From the top of the records below, return each line exactly, ending with the line that contains "# Feature justification".

**INPUT RECORDS:**
━━━━━━━━━━━━━━━━

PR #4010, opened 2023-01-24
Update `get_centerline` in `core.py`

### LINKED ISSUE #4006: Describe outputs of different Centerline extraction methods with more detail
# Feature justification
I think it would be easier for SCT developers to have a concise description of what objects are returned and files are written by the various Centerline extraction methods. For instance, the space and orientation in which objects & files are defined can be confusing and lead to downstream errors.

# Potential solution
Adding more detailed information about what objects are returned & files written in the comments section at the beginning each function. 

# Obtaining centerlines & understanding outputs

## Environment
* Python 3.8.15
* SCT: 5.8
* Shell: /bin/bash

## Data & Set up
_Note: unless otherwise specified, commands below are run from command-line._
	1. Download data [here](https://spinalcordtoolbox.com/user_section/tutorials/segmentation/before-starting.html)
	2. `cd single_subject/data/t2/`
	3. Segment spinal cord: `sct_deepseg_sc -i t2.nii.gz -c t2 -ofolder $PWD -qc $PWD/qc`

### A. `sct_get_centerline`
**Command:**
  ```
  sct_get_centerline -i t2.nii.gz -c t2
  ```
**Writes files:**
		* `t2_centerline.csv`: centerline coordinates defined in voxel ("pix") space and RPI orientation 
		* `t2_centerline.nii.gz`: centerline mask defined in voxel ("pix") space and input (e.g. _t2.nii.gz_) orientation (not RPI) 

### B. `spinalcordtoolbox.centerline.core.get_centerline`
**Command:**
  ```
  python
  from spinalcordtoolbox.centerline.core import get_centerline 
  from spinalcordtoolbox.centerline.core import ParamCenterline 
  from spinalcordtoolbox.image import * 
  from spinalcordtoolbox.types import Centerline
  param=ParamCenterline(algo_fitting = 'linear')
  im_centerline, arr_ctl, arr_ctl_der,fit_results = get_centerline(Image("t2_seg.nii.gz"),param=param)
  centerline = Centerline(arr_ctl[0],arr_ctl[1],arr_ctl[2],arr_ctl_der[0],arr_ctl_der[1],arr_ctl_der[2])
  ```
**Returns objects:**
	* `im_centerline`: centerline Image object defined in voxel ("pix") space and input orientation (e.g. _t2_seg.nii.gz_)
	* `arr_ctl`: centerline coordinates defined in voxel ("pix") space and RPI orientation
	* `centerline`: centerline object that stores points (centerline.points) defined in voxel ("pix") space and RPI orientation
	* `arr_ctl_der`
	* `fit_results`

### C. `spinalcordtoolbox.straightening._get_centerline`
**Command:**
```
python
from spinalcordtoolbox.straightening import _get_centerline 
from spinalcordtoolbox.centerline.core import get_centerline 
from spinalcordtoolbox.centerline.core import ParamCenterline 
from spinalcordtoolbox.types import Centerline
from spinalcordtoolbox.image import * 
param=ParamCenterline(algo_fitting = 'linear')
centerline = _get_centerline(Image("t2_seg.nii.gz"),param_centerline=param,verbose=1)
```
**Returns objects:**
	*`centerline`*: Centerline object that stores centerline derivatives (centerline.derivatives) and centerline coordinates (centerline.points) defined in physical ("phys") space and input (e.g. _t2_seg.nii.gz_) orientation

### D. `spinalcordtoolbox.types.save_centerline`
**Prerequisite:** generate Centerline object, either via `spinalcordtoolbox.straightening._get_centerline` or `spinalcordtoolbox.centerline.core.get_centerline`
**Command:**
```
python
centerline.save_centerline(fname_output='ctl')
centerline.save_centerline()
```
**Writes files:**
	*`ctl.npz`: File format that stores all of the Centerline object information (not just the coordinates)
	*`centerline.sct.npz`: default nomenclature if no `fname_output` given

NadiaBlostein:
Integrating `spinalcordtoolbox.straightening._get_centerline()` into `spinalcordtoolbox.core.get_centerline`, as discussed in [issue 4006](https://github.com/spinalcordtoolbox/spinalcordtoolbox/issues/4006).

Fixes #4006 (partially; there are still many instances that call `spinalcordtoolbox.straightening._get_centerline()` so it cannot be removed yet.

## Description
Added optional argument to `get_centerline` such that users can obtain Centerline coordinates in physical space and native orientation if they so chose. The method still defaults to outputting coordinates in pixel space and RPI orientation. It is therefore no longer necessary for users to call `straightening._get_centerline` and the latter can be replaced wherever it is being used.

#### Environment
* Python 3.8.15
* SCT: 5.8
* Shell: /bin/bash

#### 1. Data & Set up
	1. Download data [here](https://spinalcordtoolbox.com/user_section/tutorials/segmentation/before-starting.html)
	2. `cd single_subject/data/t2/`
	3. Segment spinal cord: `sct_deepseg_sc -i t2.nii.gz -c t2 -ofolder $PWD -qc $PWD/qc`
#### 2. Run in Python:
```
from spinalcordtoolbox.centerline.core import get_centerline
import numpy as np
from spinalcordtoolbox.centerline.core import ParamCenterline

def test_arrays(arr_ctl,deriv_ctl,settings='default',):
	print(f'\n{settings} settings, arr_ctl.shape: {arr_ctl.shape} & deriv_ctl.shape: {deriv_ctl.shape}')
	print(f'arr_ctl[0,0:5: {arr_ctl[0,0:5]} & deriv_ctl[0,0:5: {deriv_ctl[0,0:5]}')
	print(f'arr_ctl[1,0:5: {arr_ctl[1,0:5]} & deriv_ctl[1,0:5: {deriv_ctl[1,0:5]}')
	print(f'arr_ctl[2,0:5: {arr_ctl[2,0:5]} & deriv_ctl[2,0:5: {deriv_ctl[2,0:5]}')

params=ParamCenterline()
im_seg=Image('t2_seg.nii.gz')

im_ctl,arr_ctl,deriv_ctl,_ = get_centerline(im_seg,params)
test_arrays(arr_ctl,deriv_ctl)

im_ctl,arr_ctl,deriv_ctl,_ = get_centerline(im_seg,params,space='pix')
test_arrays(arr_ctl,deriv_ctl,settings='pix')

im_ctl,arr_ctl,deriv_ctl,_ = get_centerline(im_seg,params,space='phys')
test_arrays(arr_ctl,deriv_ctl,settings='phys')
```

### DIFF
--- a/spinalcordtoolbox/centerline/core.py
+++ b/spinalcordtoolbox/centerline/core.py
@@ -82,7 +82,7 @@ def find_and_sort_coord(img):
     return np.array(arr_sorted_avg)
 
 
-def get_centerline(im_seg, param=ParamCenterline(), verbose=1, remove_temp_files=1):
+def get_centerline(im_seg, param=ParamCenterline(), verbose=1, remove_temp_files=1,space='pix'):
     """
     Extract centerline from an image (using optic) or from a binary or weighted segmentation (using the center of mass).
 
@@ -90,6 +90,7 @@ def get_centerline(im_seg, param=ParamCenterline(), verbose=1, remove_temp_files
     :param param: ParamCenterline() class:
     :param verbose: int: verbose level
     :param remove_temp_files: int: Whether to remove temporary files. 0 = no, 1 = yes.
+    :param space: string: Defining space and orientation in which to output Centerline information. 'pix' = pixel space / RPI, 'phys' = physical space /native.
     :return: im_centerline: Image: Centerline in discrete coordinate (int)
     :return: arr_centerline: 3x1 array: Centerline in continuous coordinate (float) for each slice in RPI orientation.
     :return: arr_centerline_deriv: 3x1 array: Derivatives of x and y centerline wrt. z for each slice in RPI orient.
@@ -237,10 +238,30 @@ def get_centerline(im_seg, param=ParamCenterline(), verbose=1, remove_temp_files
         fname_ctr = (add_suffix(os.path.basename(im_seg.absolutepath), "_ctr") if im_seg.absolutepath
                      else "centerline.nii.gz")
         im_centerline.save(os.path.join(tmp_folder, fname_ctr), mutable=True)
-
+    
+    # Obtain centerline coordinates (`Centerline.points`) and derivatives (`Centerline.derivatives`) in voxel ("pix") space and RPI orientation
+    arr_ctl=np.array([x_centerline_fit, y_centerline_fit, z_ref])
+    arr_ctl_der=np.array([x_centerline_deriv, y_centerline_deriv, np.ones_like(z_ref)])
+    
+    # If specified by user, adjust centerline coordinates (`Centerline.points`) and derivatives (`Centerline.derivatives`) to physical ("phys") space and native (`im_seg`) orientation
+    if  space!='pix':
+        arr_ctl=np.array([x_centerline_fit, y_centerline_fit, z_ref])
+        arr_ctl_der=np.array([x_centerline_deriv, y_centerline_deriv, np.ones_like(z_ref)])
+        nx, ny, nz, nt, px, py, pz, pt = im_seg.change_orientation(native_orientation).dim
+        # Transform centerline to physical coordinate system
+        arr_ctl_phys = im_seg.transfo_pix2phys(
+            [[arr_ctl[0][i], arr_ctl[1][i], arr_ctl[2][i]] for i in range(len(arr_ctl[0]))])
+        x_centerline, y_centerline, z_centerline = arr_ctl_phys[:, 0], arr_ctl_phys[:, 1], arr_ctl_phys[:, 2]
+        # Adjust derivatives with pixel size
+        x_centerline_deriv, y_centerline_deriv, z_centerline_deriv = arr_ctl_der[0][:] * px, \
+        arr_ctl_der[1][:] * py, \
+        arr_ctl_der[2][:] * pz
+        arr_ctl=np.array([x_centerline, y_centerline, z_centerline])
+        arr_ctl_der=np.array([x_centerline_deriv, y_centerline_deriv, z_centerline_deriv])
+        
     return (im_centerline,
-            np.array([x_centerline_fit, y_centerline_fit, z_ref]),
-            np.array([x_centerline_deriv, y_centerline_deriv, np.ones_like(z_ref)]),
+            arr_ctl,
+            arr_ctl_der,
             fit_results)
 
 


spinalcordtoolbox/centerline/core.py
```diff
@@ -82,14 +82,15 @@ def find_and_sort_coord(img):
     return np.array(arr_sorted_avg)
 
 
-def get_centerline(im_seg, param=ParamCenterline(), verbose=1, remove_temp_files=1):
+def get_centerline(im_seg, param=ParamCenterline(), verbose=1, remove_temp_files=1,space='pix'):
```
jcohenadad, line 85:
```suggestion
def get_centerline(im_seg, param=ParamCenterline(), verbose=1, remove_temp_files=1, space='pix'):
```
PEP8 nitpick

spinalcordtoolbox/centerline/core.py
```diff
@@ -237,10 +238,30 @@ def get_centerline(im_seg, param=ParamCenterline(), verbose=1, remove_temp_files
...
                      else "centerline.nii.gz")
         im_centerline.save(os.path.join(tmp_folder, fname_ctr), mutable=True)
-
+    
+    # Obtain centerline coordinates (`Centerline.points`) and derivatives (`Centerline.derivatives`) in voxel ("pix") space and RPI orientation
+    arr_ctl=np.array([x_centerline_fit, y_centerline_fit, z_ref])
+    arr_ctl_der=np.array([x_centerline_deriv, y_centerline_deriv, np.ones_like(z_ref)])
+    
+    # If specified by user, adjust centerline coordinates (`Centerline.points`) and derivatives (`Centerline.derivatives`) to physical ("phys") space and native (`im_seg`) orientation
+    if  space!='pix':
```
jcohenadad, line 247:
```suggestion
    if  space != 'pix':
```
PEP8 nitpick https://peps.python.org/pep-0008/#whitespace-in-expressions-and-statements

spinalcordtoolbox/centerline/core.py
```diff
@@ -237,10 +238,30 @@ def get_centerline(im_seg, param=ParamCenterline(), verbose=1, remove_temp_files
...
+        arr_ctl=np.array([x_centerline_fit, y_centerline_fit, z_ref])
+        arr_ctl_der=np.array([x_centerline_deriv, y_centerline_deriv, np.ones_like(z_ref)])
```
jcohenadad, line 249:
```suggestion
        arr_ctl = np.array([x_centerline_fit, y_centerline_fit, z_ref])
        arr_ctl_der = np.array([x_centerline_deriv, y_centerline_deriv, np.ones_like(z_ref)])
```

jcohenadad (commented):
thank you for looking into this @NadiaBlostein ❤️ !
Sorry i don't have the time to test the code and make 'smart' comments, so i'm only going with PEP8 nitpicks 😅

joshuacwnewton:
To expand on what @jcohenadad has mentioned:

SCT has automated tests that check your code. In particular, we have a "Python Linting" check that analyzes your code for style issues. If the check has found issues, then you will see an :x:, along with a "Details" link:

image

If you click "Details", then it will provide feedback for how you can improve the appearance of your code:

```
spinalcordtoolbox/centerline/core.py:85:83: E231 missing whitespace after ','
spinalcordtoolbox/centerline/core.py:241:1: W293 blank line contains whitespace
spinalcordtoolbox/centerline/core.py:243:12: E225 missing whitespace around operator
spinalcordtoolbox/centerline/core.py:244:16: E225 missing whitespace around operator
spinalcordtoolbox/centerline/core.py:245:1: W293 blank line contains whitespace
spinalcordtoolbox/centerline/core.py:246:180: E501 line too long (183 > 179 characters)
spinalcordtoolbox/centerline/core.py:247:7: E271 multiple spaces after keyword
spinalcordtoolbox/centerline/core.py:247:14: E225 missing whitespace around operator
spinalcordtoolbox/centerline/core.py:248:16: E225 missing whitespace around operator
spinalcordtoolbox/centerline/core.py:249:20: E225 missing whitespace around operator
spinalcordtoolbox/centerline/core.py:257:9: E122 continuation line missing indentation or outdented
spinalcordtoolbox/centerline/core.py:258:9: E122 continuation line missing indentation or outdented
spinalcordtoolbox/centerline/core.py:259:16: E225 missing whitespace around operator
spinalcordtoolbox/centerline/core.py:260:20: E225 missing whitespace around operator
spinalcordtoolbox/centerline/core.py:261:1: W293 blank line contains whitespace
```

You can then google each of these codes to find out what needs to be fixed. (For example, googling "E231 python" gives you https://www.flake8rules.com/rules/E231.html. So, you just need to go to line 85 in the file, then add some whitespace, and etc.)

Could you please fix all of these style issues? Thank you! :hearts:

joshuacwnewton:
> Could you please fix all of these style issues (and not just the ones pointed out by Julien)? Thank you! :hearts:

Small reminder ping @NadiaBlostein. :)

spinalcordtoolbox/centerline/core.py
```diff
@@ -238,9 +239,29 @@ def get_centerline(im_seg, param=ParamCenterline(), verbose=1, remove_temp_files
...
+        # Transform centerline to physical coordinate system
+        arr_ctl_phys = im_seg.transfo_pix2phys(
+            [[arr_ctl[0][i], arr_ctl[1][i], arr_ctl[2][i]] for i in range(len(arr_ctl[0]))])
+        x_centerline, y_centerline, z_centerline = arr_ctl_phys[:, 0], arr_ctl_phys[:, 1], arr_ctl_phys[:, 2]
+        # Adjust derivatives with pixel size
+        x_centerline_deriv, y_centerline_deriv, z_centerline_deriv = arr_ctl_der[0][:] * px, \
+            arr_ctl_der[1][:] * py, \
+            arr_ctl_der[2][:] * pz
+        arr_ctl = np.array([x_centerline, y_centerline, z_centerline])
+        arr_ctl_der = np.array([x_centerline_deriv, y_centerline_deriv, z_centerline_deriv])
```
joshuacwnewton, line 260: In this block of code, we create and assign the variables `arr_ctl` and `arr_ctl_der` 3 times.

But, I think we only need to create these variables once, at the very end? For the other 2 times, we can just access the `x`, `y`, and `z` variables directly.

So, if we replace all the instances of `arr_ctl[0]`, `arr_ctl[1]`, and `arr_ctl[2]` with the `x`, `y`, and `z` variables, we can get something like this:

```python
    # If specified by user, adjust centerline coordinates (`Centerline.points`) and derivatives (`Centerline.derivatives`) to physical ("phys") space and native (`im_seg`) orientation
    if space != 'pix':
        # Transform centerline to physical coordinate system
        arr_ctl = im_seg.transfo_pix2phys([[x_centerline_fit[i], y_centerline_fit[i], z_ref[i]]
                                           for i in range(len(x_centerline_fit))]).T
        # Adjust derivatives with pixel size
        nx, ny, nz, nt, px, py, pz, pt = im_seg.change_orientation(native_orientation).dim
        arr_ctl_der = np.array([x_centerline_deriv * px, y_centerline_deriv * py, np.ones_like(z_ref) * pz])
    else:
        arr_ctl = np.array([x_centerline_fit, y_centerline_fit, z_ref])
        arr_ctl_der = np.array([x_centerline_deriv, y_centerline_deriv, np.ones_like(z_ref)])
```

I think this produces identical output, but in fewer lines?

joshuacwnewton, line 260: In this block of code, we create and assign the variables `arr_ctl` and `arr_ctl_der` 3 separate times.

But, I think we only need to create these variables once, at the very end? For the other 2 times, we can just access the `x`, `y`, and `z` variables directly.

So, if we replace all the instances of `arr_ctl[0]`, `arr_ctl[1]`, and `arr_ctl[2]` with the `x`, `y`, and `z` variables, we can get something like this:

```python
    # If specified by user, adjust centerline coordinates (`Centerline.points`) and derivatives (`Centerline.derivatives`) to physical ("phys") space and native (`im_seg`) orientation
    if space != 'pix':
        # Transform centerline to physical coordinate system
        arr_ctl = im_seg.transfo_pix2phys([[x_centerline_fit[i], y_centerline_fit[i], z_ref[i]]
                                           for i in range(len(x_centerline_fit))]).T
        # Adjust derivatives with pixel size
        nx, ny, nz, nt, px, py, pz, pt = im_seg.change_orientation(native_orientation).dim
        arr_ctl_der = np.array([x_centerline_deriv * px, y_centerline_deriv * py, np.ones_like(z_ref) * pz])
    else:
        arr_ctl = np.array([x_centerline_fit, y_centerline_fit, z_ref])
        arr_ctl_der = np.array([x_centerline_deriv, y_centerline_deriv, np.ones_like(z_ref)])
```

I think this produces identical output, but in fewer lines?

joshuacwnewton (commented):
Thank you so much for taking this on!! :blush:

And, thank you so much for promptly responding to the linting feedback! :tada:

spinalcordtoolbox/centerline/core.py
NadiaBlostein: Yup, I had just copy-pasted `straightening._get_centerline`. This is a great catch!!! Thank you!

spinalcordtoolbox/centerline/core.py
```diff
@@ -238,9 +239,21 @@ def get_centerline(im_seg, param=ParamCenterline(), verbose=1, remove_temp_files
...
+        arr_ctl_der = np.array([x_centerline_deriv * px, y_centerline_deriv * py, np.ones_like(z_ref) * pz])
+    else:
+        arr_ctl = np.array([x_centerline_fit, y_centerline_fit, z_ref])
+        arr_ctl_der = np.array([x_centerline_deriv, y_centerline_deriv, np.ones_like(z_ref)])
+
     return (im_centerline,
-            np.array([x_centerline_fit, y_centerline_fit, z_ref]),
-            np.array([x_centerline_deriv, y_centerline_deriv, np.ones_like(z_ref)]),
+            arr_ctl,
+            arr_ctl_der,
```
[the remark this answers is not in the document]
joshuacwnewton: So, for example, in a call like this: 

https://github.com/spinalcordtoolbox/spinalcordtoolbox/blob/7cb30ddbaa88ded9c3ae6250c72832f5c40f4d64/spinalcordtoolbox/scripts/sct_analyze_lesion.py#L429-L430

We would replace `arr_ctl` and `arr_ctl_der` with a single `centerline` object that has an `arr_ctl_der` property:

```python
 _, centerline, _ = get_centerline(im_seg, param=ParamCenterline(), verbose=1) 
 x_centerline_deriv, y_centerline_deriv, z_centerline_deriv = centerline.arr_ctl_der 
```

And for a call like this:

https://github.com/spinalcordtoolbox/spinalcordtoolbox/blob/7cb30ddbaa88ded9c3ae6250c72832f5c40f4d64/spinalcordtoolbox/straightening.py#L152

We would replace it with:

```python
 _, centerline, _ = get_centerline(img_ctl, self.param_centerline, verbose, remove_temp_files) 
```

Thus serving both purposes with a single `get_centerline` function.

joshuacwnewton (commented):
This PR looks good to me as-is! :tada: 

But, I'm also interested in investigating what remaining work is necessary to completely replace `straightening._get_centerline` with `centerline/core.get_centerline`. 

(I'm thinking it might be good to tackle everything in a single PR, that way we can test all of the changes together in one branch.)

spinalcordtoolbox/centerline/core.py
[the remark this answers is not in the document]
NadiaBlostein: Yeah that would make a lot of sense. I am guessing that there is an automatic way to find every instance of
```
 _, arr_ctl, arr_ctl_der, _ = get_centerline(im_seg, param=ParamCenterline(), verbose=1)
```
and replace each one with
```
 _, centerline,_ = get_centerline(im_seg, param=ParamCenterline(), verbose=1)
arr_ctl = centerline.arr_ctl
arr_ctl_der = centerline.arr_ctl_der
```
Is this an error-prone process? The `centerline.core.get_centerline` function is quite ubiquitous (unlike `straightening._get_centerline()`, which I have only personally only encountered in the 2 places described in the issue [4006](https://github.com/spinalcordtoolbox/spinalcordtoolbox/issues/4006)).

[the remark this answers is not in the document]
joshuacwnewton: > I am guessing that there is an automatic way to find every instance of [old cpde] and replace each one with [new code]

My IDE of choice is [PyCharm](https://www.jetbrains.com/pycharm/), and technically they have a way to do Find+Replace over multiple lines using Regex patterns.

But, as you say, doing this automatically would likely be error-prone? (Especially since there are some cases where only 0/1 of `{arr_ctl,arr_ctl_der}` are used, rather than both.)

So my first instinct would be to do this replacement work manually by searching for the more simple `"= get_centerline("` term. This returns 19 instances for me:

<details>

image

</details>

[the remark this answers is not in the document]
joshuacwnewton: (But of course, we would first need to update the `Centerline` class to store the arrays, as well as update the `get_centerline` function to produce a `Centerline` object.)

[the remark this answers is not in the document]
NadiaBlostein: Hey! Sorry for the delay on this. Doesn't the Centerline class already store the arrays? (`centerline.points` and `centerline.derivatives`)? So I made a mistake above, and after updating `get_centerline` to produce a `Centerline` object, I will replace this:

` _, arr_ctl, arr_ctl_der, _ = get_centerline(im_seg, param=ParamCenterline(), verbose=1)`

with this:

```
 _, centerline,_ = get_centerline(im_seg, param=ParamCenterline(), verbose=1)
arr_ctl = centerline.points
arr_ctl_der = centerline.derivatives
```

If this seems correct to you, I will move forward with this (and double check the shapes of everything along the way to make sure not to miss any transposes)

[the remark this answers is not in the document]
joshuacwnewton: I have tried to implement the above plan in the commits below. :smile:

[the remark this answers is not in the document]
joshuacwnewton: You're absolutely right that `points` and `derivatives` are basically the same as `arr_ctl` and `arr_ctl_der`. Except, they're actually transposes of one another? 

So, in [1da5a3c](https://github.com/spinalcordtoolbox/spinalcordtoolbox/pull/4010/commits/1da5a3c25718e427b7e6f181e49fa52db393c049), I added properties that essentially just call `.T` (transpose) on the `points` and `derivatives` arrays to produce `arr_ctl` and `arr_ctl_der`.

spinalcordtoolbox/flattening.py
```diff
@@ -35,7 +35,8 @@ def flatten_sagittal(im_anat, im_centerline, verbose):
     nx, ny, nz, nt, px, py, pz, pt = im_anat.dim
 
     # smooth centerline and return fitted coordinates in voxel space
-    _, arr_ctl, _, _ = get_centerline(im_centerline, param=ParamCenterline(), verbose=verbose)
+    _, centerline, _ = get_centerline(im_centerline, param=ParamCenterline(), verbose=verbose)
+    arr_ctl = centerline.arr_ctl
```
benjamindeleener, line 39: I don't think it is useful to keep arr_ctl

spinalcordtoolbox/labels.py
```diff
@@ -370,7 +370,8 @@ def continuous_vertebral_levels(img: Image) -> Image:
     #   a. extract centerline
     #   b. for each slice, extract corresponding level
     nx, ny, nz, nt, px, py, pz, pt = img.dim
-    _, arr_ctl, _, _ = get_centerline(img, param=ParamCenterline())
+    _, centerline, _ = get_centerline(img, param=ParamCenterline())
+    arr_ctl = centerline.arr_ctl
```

━━━━━━━━━━━━━━━━

**REPLY:**
PR #4010, opened 2023-01-24
Update `get_centerline` in `core.py`

### LINKED ISSUE #4006: Describe outputs of different Centerline extraction methods with more detail
# Feature justification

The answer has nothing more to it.